(Records from a data collection)
★ ★ ★ ★ ★
PR #604, opened 2026-06-16
feat: `feature_in_id` for single module repositories

### LINKED ISSUE #596: Create PoC to showcase 'feature in id' functionality
### What

We need to re-work the `feature-in-id` check. As with the new module_template repository structure this will always fail. 
So we need a way to have a list or something of acceptable features, components, modules, and only those can be used in the ID's in this project. 

### Acceptance Criteria (DoD)

Have the test work with current module_template folder structure and correctly throw an error if an id does not have the feature, component or module in it.

### How

Have to figure it out

MaximilianSoerenPollak:
## 📌 Description
This is a suggestion/PoC on how we could allow for the `feature_in_id` check to be kept but adapt it so that single feature /module repositories also pass this check. 
This is done here by adding an additional config parameter to the conf.py that defines strings that are also allowed in the feature_part of the id. 
Now only if NONE of the 3 things (docpath, abbreviation or configured param) are found an error is thrown. 

Fixes #596 

## 🚨 Impact Analysis

## ✅ Checklist

### DIFF
--- a/docs/how-to/write_docs.rst
+++ b/docs/how-to/write_docs.rst
@@ -92,7 +92,7 @@ The feature part is validated by checking that at least one of the following is 
    :widths: 45 10 45
 
    * - ID
-     - 
+     -
      - Reason
    * - ``feat_saf__fmea__late_message``
      - ✅
--- a/docs/how-to/write_docs.rst
+++ b/docs/how-to/write_docs.rst
@@ -70,3 +70,47 @@ For further documentation on needextends please `look here <https://sphinx-needs
 
    In the future we will enable a check that needextends will only modify needs in the current document.
    You can ensure this by adding `c.this_doc()` to the filter string of the need.
+
+
+Requirement ID Feature Part
+~~~~~~~~~~~~~~~~~~~~~~~~~~~
+
+Requirement IDs with 3 parts (defined by the Metamodel) follow the format ``<Type>__<feature>__<Title>``.
+The ``<feature>`` part must relate to where the requirement lives in the documentation,
+so that IDs stay meaningful and traceable as the project evolves.
+
+The feature part is validated by checking that at least one of the following is true:
+
+* A segment of the feature part (split on ``_`` and ``-``) appears in the document's directory path
+* The initials of the feature part's segments appear in the document's directory path
+* The feature part contains a string explicitly allowed via ``required_in_id`` in ``conf.py``
+
+**Examples** — given a requirement in ``internals/safety/fmea/requirements.rst``:
+
+.. list-table::
+   :header-rows: 1
+   :widths: 45 10 45
+
+   * - ID
+     - 
+     - Reason
+   * - ``feat_saf__fmea__late_message``
+     - ✅
+     - ``fmea`` is in the path
+   * - ``feat_saf__safety_fmea__late_message``
+     - ✅
+     - ``safety`` and ``fmea`` are in the path
+   * - ``feat_saf__sf__late_message``
+     - ✅
+     - ``sf`` are the initials of ``safety_fmea``, which is in the path
+   * - ``feat_saf__blabla__late_message``
+     - ❌
+     - ``blabla`` has no relation to the path ``internals/safety/fmea``
+
+To explicitly allow a feature part that intentionally doesn't match the path
+(e.g. in a single module repository), add a matching string to ``required_in_id`` in ``conf.py``:
+
+.. code-block:: python
+
+   # conf.py
+   required_in_id = ["persistenc"]
--- a/src/extensions/score_metamodel/checks/id_contains_feature.py
+++ b/src/extensions/score_metamodel/checks/id_contains_feature.py
@@ -58,19 +58,36 @@ def id_contains_feature(app: Sphinx, need: NeedItem, log: CheckLogger):
         for featurepart in featureparts
         if featureparts and featurepart and docname
     )
+    allowed_parts_from_config = app.config.required_in_id
+    found_part_from_config = any(
+        part_from_config.lower() in need.get("id")
+        for part_from_config in allowed_parts_from_config
+        if allowed_parts_from_config
+    )
 
     # allow abbreviation of the feature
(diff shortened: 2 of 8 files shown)


src/extensions/score_metamodel/checks/id_contains_feature.py
```diff
@@ -58,19 +58,36 @@ def id_contains_feature(app: Sphinx, need: NeedItem, log: CheckLogger):
         for featurepart in featureparts
         if featureparts and featurepart and docname
     )
+    allowed_parts_from_config = app.config.required_in_id
+    found_part_from_config = any(
+        part_from_config.lower() in need.get("id")
+        for part_from_config in allowed_parts_from_config
```
AlexanderLanin, line 64: _AI-assisted review (Claude):_

The match is against the **full need ID** (e.g. `feat_req__blabla__testing`) rather than the feature part alone (`parts[1]`). This means a config entry like `"feat"` or `"req"` would silently suppress the check for every 3-part ID, regardless of the actual feature value.

The check should compare against `feature` (i.e. `parts[1]`) to match the documented intent: _"strings that are also allowed in the feature\_part of the id"_.

```suggestion
    found_part_from_config = any(
        part_from_config.lower() in feature.lower()
        for part_from_config in allowed_parts_from_config
        if allowed_parts_from_config
    )
```

src/extensions/score_metamodel/tests/rst/conf.py
```diff
@@ -20,7 +20,7 @@
     "sphinx_needs",
     "score_metamodel",
```
AlexanderLanin, line 21: _AI-assisted review (Claude):_

Adding `required_in_id = ["blabla"]` to the shared `conf.py` affects **every test that uses this Sphinx build**, not just the new `id_contains_feature` tests. Any test whose need ID happens to contain the string `"blabla"` would silently bypass the `id_contains_feature` check.

More importantly, this is a globally-permissive sentinel value chosen purely for testing. When reviewing or debugging failures, it's non-obvious why `blabla` is allowed globally. A more precise approach: add a dedicated `conf.py` under the `id_contains_feature/` subdirectory so test isolation is explicit.

docs/how-to/write_docs.rst
```diff
@@ -70,3 +70,47 @@ For further documentation on needextends please `look here <https://sphinx-needs
...
+     - ❌
+     - ``blabla`` has no relation to the path ``internals/safety/fmea``
+
+To explicitly allow a feature part that intentionally doesn't match the path
+(e.g. in a single module repository), add a matching string to ``required_in_id`` in ``conf.py``:
+
+.. code-block:: python
+
+   # conf.py
+   required_in_id = ["persistenc"]
```
AlexanderLanin, line 116: _AI-assisted review (Claude):_

`"persistenc"` is a partial string that would match `persistence`, `persistency`, etc. If this substring match is intentional, it should be explained in the docs — readers will assume it's a typo for `"persistence"` and either copy it incorrectly or fix it in their own `conf.py` without understanding why the truncation was used.

If the intent is an exact feature name, use the full string. If partial matching is a deliberate affordance, document it explicitly here.

src/extensions/score_metamodel/tests/rst/id_contains_feature/test_id_contains_feature.rst
```diff
@@ -34,3 +36,26 @@
...
+
+.. feat_req:: Testing if warning correctly triggers
+   :id: feat_req__id_contains__testing
+
+
+.. Testing if additional allowed param in conf.py is valid
+#EXPECT-NOT[+2]: Feature part
+
+.. feat_req:: Testing conf.py parameter
+   :id: feat_req__blabla__testing
```
AlexanderLanin, line 61: _AI-assisted review (Claude):_

This test verifies that `feat_req__blabla__testing` does not produce a warning when `required_in_id = ["blabla"]` is set — good. But there's no test for the **negative boundary**: a need whose ID contains `blabla` only in the type or title segment (e.g. `feat_req__other__blabla_testing`) should still trigger a warning.

Once the match is narrowed to the feature part (see comment on `id_contains_feature.py`), a test like this is needed to confirm the fix doesn't over-suppress.

AlexanderLanin (commented):

**Critical: 0 | Important: 2 | Suggestions: 1**

The feature direction is right — a config-driven escape hatch for single-module repos is a reasonable solution to #596. The implementation has two important correctness issues and one suggestion.

**Important: config match is against the full ID, not the feature part**
Line 63 checks `part_from_config.lower() in need.get("id")`, which matches the entire ID string (type prefix + feature + title). This means `required_in_id = ["feat"]` or `required_in_id = ["req"]` would silently disable the check for every requirement in the build. The match should be against `feature` (`parts[1]`) — the documented scope. See inline comment.

**Important: `required_in_id = ["blabla"]` added to the shared test `conf.py`**
This setting applies to all Sphinx test builds under `tests/rst/`, not just the `id_contains_feature` tests. Other test files inherit this config and would silently bypass the check for any ID containing `blabla`. Isolating this behind a per-subdirectory `conf.py` is cleaner and safer.

**Suggestion: docs example uses `"persistenc"` (truncated string)**
The example in `write_docs.rst` uses a partial string. Since the check does substring matching, this works — but readers will assume it is a typo. Either document that partial strings are intentional, or use the full module name to avoid confusion.

src/extensions/score_metamodel/tests/rst/conf.py
MaximilianSoerenPollak: This is a non issue as we only tests single checks in each RST file. 
This will not interfeer.

src/extensions/score_metamodel/tests/rst/id_contains_feature/test_id_contains_feature.rst
MaximilianSoerenPollak: Seems plausible. Will add this.

AlexanderLanin (approved):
★ ★ ★ ★ ★
#### [Brief]
Produce only the lines from the line containing "Line 63 checks" through the line containing "added to the", inclusive of both, exactly as they stand in the entries above.

#### [Written solution]
Line 63 checks `part_from_config.lower() in need.get("id")`, which matches the entire ID string (type prefix + feature + title). This means `required_in_id = ["feat"]` or `required_in_id = ["req"]` would silently disable the check for every requirement in the build. The match should be against `feature` (`parts[1]`) — the documented scope. See inline comment.

**Important: `required_in_id = ["blabla"]` added to the shared test `conf.py`**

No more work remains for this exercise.